Exercise:
Look through the data below. Show each line where the string "SetupStackingContext" occurs.

[Stored data]
PR #1150, opened 2024-06-14
fix(ButtonLayout): add bleed when using only link

marcoskolodny:
Issue: [Link](https://jira.tid.es/browse/WEB-1801)


src/button-layout.tsx
```diff
@@ -59,7 +59,7 @@ const ButtonLayout: React.FC<ButtonLayoutProps> = ({
 
     const linkContainer = link ? (
         <div
-            className={classnames(numberOfButtons > 1 ? styles.linkWithTwoButtons : styles.link)}
+            className={classnames(numberOfButtons !== 1 ? styles.linkWithTwoButtons : styles.link)}
```
atabel, line 62: the `styles.linkWithTwoButtons` name doesn't make sense now. I'd rename it to `styles.linkInNewLine` or something similar

pladaria (approved):

src/button-layout.tsx
marcoskolodny: fixed

PR #1152, opened 2024-06-19
fix(Cards): wrong headline padding in cards without subtitle/description

atabel:
WEB-1916


src/card.css.ts
```diff
@@ -395,7 +395,3 @@ export const flexColumn = style({
     display: 'flex',
     flexDirection: 'column',
 });
-
-globalStyle(`${flexColumn} > :last-child`, {
```
atabel, line 399: the problem with this rule is that `:last-child` uses dom order, not display order, so it was applying the styles to headline because was the last one in dom order

src/__screenshot_tests__/__image_snapshots__/data-card-screenshot-test-tsx-data-card-only-with-headline-and-title-1-snap.png
atabel, line 1: this screenshot covers the case

marcoskolodny (approved):
Good catch!

PR #1157, opened 2024-06-26
feat(Text): avoid ignoring line breaks

marcoskolodny:
Issue: [Link](https://jira.tid.es/browse/WEB-1919)

[Failed screenshots in webapp](https://github.com/Telefonica/webapp/actions/runs/9679506648): all of them are expected, except this one:

modular-pages--modular-screen--modular-screen-tariff-details-screenshot-test-tsx-tariff-details-in-mobile-ios-1-diff

The problem in there is that the rendered component (`<Paragraphs/>`) wraps the text inside a `<p/>` that has `white-space: pre-wrap` in its styles. It can be fixed by simply swapping the order between `<p/>` and `<Text2/>` [in this line](https://github.com/Telefonica/webapp/blob/master/web/src/modular-pages/modules/components/paragraphs.tsx#L47).

We consider that this is a rare scenario, so when this PR is merged, we will release a new version of Mistica and upgrade webapp in order to fix it in there.


src/__screenshot_tests__/text-screenshot-test.tsx
```diff
@@ -27,3 +27,18 @@ test('Text wrapping', async () => {
     const image = await element.screenshot();
     expect(image).toMatchImageSnapshot();
 });
+
+test('Text wrapping - multiple whitespaces', async () => {
+    await openStoryPage({
+        id: 'components-text--text-wrapping',
+        device: 'DESKTOP',
+        args: {
+            text: '   a text with     spaces    everywhere   Pneumonoultramicroscopicsilicovolcanoconiosis test   ',
```
marcoskolodny, line 36: Sadly, I can't test an example where I use \n, because storybook has some weird behavior that removes all the args from the URL if I put the \ character

marcoskolodny: Good idea. Done :)

pladaria (approved):

PR #1158, opened 2024-06-27
fix(Carousel): when using renderBullets, don't hide the bullets automatically when there is only one page

atabel:


src/__screenshot_tests__/__image_snapshots__/carousel-screenshot-test-tsx-centered-carousel-with-only-one-item-1-snap.png
atabel, line 1: The "Page 0" text is [returned by `renderBullets`](https://github.com/Telefonica/mistica-web/blob/master/src/__stories__/centered-carousel-story.tsx#L41-L49)
This is the before/after diff: 
carousel-screenshot-test-tsx-centered-carousel-with-only-one-item-1-diff

sdiazserena (approved):

marcoskolodny (approved):

pladaria (approved):

PR #1161, opened 2024-07-01
WEB-1703 feat(css): export mistica tokens as public css custom properties

atabel:


examples/css/style.css
```diff
@@ -0,0 +1,123 @@
...
+    min-width: 80px;
+}
+
+button:hover {
+    background: var(--mistica-color-buttonPrimaryBackgroundHover);
+}
+
+button:active {
+    background: var(--mistica-color-buttonPrimaryBackgroundSelected);
+}
```
atabel, line 123: it could be relatively simple to include some basic classes for some components, like buttons or tags inside `mistica-common.css`

examples/css/index.html
atabel, line 1: this is an example of use

packages/generate-design-tokens/css-generator.js
```diff
@@ -0,0 +1,357 @@
...
+
+    const borderRadii = Object.entries(designTokens.radius)
+        .map(
+            ([radiusName, radiusDescription]) =>
+                `${buildBorderRadiusVarName(radiusName)}: ${buildRadius(radiusDescription)};`
+        )
+        .join('\n');
+
+    const textPresets = {
+        1: {
```
atabel, line 150: I've extracted these values from `text.tsx`, but I think these tokens should be in https://github.com/Telefonica/mistica-design/blob/production/tokens/movistar.json#L1384

packages/generate-design-tokens/css-generator.js
```diff
@@ -0,0 +1,357 @@
...
+    .${prefix}responsive-layout {
+        --${prefix}responsive-layout-margin: 40px;
+    }
+}
+
+${largeDesktopMediaQuery} {
+    .${prefix}responsive-layout {
+        --${prefix}responsive-layout-margin: calc((100vw - 1224px) / 2);
+    }
+}
```
atabel, line 355: does it make sense to include some utility classes like `.mistica-responsive-layout` here?

css/mistica-common.css
```diff
@@ -0,0 +1,158 @@
...
+    .mistica-responsive-layout {
+        --mistica-responsive-layout-margin: 40px;
+    }
+}
+
+@media (min-width: 1368px) {
+    .mistica-responsive-layout {
+        --mistica-responsive-layout-margin: calc((100vw - 1224px) / 2);
+    }
+}
```
atabel, line 158: Does it make sense to include some basic utility classes like this here?

css/mistica-common.css
```diff
@@ -0,0 +1,158 @@
+/* Default text color */
+[data-mistica-skin] {
+    color: var(--mistica-color-textPrimary);
+    background: var(--mistica-color-background);
+}
+
+/* border-radius utility classes */
+.mistica-border-radius-avatar {
```
atabel, line 8: I'm not sure if border-radius utility classes are worth, maybe having the css vars is enough

src/skins/tu.tsx
```diff
@@ -260,7 +260,7 @@ export const getTuSkin: GetKnownSkin = () => {
             divider: applyAlpha(palette.white, 0.05),
             dividerInverse: applyAlpha(palette.white, 0.05),
             navigationBarDivider: palette.darkModeBlack,
-            badge: palette.red70,
+            badge: palette.blue30,
```
atabel, line 263: is this change intended? I think the is't enough color contrast to read the number inside the badge now

css/mistica-common.css
yceballost: What is the use case? It seems like the CSS var could be enough

examples/css/style.css
yceballost: Nice, also export Boxed style could be nice

I have doubts with this mistica-common file
1. Need maintenance?
2. If we only include "some" could be open the door to force us to complete more this file

atabel: 1. Yes
2. Good point. I think, in case we include some basic components, we need to be clear about the scope and limitations of this. We can provide classes for basic stuff (components made by a single html element), but not for complex components like cards, because they are built by different pieces (title, subtitle, actions, etc) and we'd need classes for all the internal elements and the author would also need to replicate the correct html structure, so this doesn't scale. The most we can/should do in this cases is provide some examples, like the card I built here

yceballost: I like it!

You can also include `.mistica-boxed-inverse` but this is specifically what I was saying in point 2. xDD you can feed this document to infinity

src/skins/tu.tsx
aweell: It is, badges are blue in TU brand by design. They have a 6+:1 contrast, so it souldn't be a problem.

css/mistica-common.css
```diff
@@ -0,0 +1,165 @@
...
+.mistica-text-title1 {
+    font-size: var(--mistica-font-size-title1);
+    line-height: var(--mistica-line-height-title1);
+    font-weight: var(--mistica-font-weight-title1);
+}
+.mistica-text-title2 {
+    font-size: var(--mistica-font-size-title2);
+    line-height: var(--mistica-line-height-title2);
+    font-weight: var(--mistica-font-weight-title2);
+}
```
aweell, line 122: I wondering if we should add title3 to tokens.json so users can have all title sizes available. WDYT @yceballost

yceballost: Fine by me! and we will need to include also `title4` soon, right?

examples/css/style.css
```diff
@@ -0,0 +1,120 @@
...
+    align-items: center;
+    justify-content: center;
+    min-width: 56px;
+    padding: 4px 12px;
+    vertical-align: middle;
+}
+
+button {
+    color: var(--mistica-color-textButtonPrimary);
+    background: var(--mistica-color-buttonPrimaryBackground);
```
pladaria, line 97: you could define button as a colorless component and over that, build button-primary, button-secondary

pladaria (approved):

packages/generate-design-tokens/css-generator.js
aweell: Also, reviewing the values there's something weird, text4 and text5 have the same size and line height, and it seems that it starts in text 3, that should be size: 16px mobile and 18 desktop

src/skins/tu.tsx
yceballost: This is dark mode 🤔 I think Abel is right
https://camo.githubusercontent.com/daa3628439047ee6f4e6ede87c2fb3a069051d80a2aca7b8c83f73619275c1c4/68747470733a2f2f6465766d6973746963617765622e626c6f622e636f72652e77696e646f77732e6e65742f6d6973746963612d7765622d313731393939343934393638382f707269766174652d736b696e2d636f6d706f6e656e74732d73637265656e73686f742d746573742d7473782d636f6d706f6e656e74732d696e2d74752d696e76657273652d616e642d6461726b2d6d6f64652d312d646966662e706e67

packages/generate-design-tokens/css-generator.js
aweell: https://github.com/Telefonica/mistica-design/pull/1817

css/mistica-common.css
marcoskolodny: agree. If we need the class in the future, we can add it, but for now I think we can live with the vars

css/mistica-common.css
marcoskolodny: At least a basic one like responsive-layout, yes. But I wouldn't add many of them

packages/generate-design-tokens/css-generator.js
```diff
@@ -0,0 +1,364 @@
...
+            size: {mobile: 18, desktop: 20},
+            lineHeight: {mobile: 24, desktop: 28},
+        },
+        4: {
+            size: {mobile: 20, desktop: 28},
+            lineHeight: {mobile: 24, desktop: 32},
+        },
+        5: {
+            size: {mobile: 20, desktop: 28},
+            lineHeight: {mobile: 24, desktop: 32},
```
marcoskolodny, line 168: I think there is a typo in here. Text4 and Text5 have same values. Copy paste error?

marcoskolodny (approved):

packages/generate-design-tokens/css-generator.js
```diff
@@ -0,0 +1,364 @@
...
+            size: {mobile: 12, desktop: 14},
+            lineHeight: {mobile: 16, desktop: 20},
+        },
+        2: {
+            size: {mobile: 14, desktop: 16},
+            lineHeight: {mobile: 20, desktop: 24},
+        },
+        3: {
+            size: {mobile: 18, desktop: 20},
+            lineHeight: {mobile: 24, desktop: 28},
```
yceballost, line 160: size: {mobile: 16, desktop: 18},
lineHeight: {mobile: 24, desktop: 24},

packages/generate-design-tokens/css-generator.js
```diff
@@ -0,0 +1,364 @@
...
+        },
+        4: {
+            size: {mobile: 20, desktop: 28},
+            lineHeight: {mobile: 24, desktop: 32},
```
yceballost, line 164: size: {mobile: 18, desktop: 20},
lineHeight: {mobile: 24, desktop: 28},

packages/generate-design-tokens/css-generator.js
yceballost: Yes, and there is also a typo in [text story](https://mistica-web.vercel.app/?path=/story/components-text--text-components)

image

Text2 medium should show Text2 Medium 14/20 (Mobile) | 16/24 (Desktop)


according to specs
https://www.figma.com/design/aNHyvXe1mqjaelE8XWVQD5/%F0%9F%94%B9-Text-presets-definition?node-id=0-1

yceballost (changes requested):

examples/css/README.md
```diff
@@ -0,0 +1,168 @@
...
+For example:
+
+- `--mistica-color-textPrimary`
+- `--mistica-color-backgroundContainer`, etc.
+
+### Border radius tokens
+
+Naming convention:
+
+- `--mistica-border-radius-{radiusName}`
```
marcoskolodny, line 99: I think we decided not to create these tokens, right?

atabel: hmmm... no, we decided to remove the border-radius utility classes, but we keep the custom properties

yceballost (approved):

aweell (approved):

PR #1165, opened 2024-07-03
fix(ThemeContextProvider): avoid rendering isolation extra div in server and first client render

marcoskolodny:


src/theme-context-provider.tsx
```diff
@@ -222,7 +232,7 @@ const ThemeContextProvider: React.FC<Props> = ({theme, children, as, withoutStyl
                     </TooltipContextProvider>
                 </ModalContextProvider>
             </TabFocus>
-            {!hasContentIsolation && !as && <div ref={ref} style={{display: 'none'}} />}
+            {shouldRenderIsolationExtraDiv && <div ref={ref} style={{display: 'none'}} />}
```
atabel, line 235: I think you could encapsulate all this logic inside a component. This way you'd avoid re-renders to affect the whole app:
```tsx
{!as && <SetupStackingContext />}
```

```tsx
const SetupStackingContext = () => {
    const ref = React.useRef<HTMLDivElement>(null);
    const [hasContentIsolation, setHasContentIsolation] = React.useState(false);
    const [isFirstRender, setIsFirstRender] = React.useState(true);
    
    useIsomorphicLayoutEffect(() => {
        if (isFirstRender) {
            // Given that we don't render the extra div in server side, we skip creating it in the first client
            // render in order to avoid hydration issues
            setIsFirstRender(false);
        } else {
            // Set isolation: isolate to the parent of the provider. This way, we avoid content inside portals
            // from being rendered under content that is inside the provider (in case it has z-index defined).
            const root = ref.current?.parentElement;
            if (root) {
                root.style.isolation = 'isolate';
                setHasContentIsolation(true);
            }
        }
    }, [isFirstRender]);

    // Don't render the div in server side, because effects are not executed in there and it makes the div useless
    if (hasContentIsolation || !isClientSide() || isFirstRender) {
        return null
    }
    return <div ref={ref} style={{display: 'none'}} />
}
```

pladaria (approved):

src/theme-context-provider.tsx
marcoskolodny: Oh, nice one! Updated :)

atabel (approved):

Task result:
{!as && <SetupStackingContext />}
const SetupStackingContext = () => {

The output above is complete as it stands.